Furthermore, oxidoreductase activity–related genes, found to be differently expressed between queens and workers of D. quadriceps, have been reported to be expressed in the queens of honey bees too [50].

Alaux et al. [51] determined genes associated with electron carrier activity—shown to be differentially expressed between the queens and workers of D. quadriceps in this study as well—in another study, which analyzed the relation between aggressiveness and behavioral evolution in honey bees.
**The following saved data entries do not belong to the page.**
Issue #140, opened 2015-09-04
Support CKA_ALLOWED_MECHANISMS for key objects


bellgrim:
The CKA_ALLOWED_MECHANISMS is not supported for key objects. If it is added, then correct checks in the different crypto operations must be implemented.

Migrated from:
https://issues.opendnssec.org/browse/SOFTHSM-81

PR #336, opened 2017-07-30
Support for CKA_ALLOWED_MECHANISMS

bdhess:
Took a stab at closing out #140, since I'm looking for this support for a project I'm working on.  

There are a couple of corners that I cut, and welcome feedback about how I can improve:
* I didn't create a new table in sqlite to hold mechanisms; rather, overloaded the byte string table. It's not entirely clear to me why different object types need different tables. In any case, I'd be happy to do something different, but would need to understand what an appropriate migration path would look like for users who are using a released version.
* I did not add support for mechanism lists in wrap/unwrap templates.  That probably ought to be there for this feature to be considered complete.

I will openly confess that my C++ is pretty novice, so I'd suggest that you probably want to be quite thorough on review.  ~~Also, I know that there are some tab/spacing issues-- I'll fix those up on the next push.~~ (edit: fixed)

### DIFF
--- a/src/bin/dump/common.h
+++ b/src/bin/dump/common.h
@@ -39,6 +39,7 @@
 #include <stdio.h>
 #include <stdlib.h>
 #include <map>
+#include <set>
 #include <string>
 #include <stdexcept>
 #include <vector>
@@ -436,6 +437,7 @@ public:
 	uint8_t boolValue;
 	I ulongValue;
 	std::vector<uint8_t> bytestrValue;
+	std::set<I> mechSetValue;
 
 	// Dump an array (in fact an Attribute vector) value
 	void dumpType() const;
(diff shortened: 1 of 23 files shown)


bellgrim:
Thank you for this pull request, I will review it within a couple of weeks.

bellgrim:
It looks good, also added the changes to softhsm2-dump-file. softhsm2-dump-db did not need any changes, since the data is stored as byte string table.

We currently only support basic attributes, and not array attributes, in the wrap templates. So we could save that for later.

bdhess:
Awesome, thanks for the review @bellgrim!  Is there anything you're looking for from me in order to get this merged?

I don't need to specify mechanism lists in wrap/unwrap templates, so at least given my n of 1 sample, there's value to this as-is. :)

bellgrim:
I also added support for CKA_ALLOWED_MECHANISMS in array attributes. This feature should now be considered complete.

When genes of D. quadriceps, identified by Patalano et al. were analyzed, more general GO terms were obtained, e.g., those related to translation and ribosomes, which are unlikely to be related to social-insect–specific features. In contrast, identification of more specific GO terms and the results of other studies point to biological importance of the analyses presented here.

Future directions

This paper shows the importance of integrated analyses of gene expression and promoter methylation for finding genes that might link castes of social insects to the epigenome. At the moment, only two species were investigated, but because castes of social insects have been examined in multiple species that do not belong to even the same family from the genetic point of view [52], this approach should be extended other species. Inclusion of more species may clarify how castes of social insects have evolved and have been maintained from the standpoint of epigenetics.

Conclusions

Here, we tested newly developed PCA- and TD-based unsupervised FE for the analysis of gene expression and methylation profiles of P. canadensis and D. quadriceps. The issues observed in other studies were solved as follows:

  1. 1.

    GO enrichment analysis was performed successfully on P. canadensis gene expression profiles [8] with a strict criterion of FDR less than 0.01 (Table 7);

  2. 2.

    Genes found to be differentially expressed among four castes [9] were analyzed by means of a strict criterion of FDR less than 0.01 (Table 6);

  3. 3.

    Genes associated with differential methylation between queens and workers of P. canadensis were analyzed successfully [8] (Table 2).

Therefore, PCA- and TD-based unsupervised FE methods were successfully performed on ’omics datasets comprising gene expression and methylation profiles. The obtained sets of genes will help us understand how development of caste phenotypes is regulated epigenetically.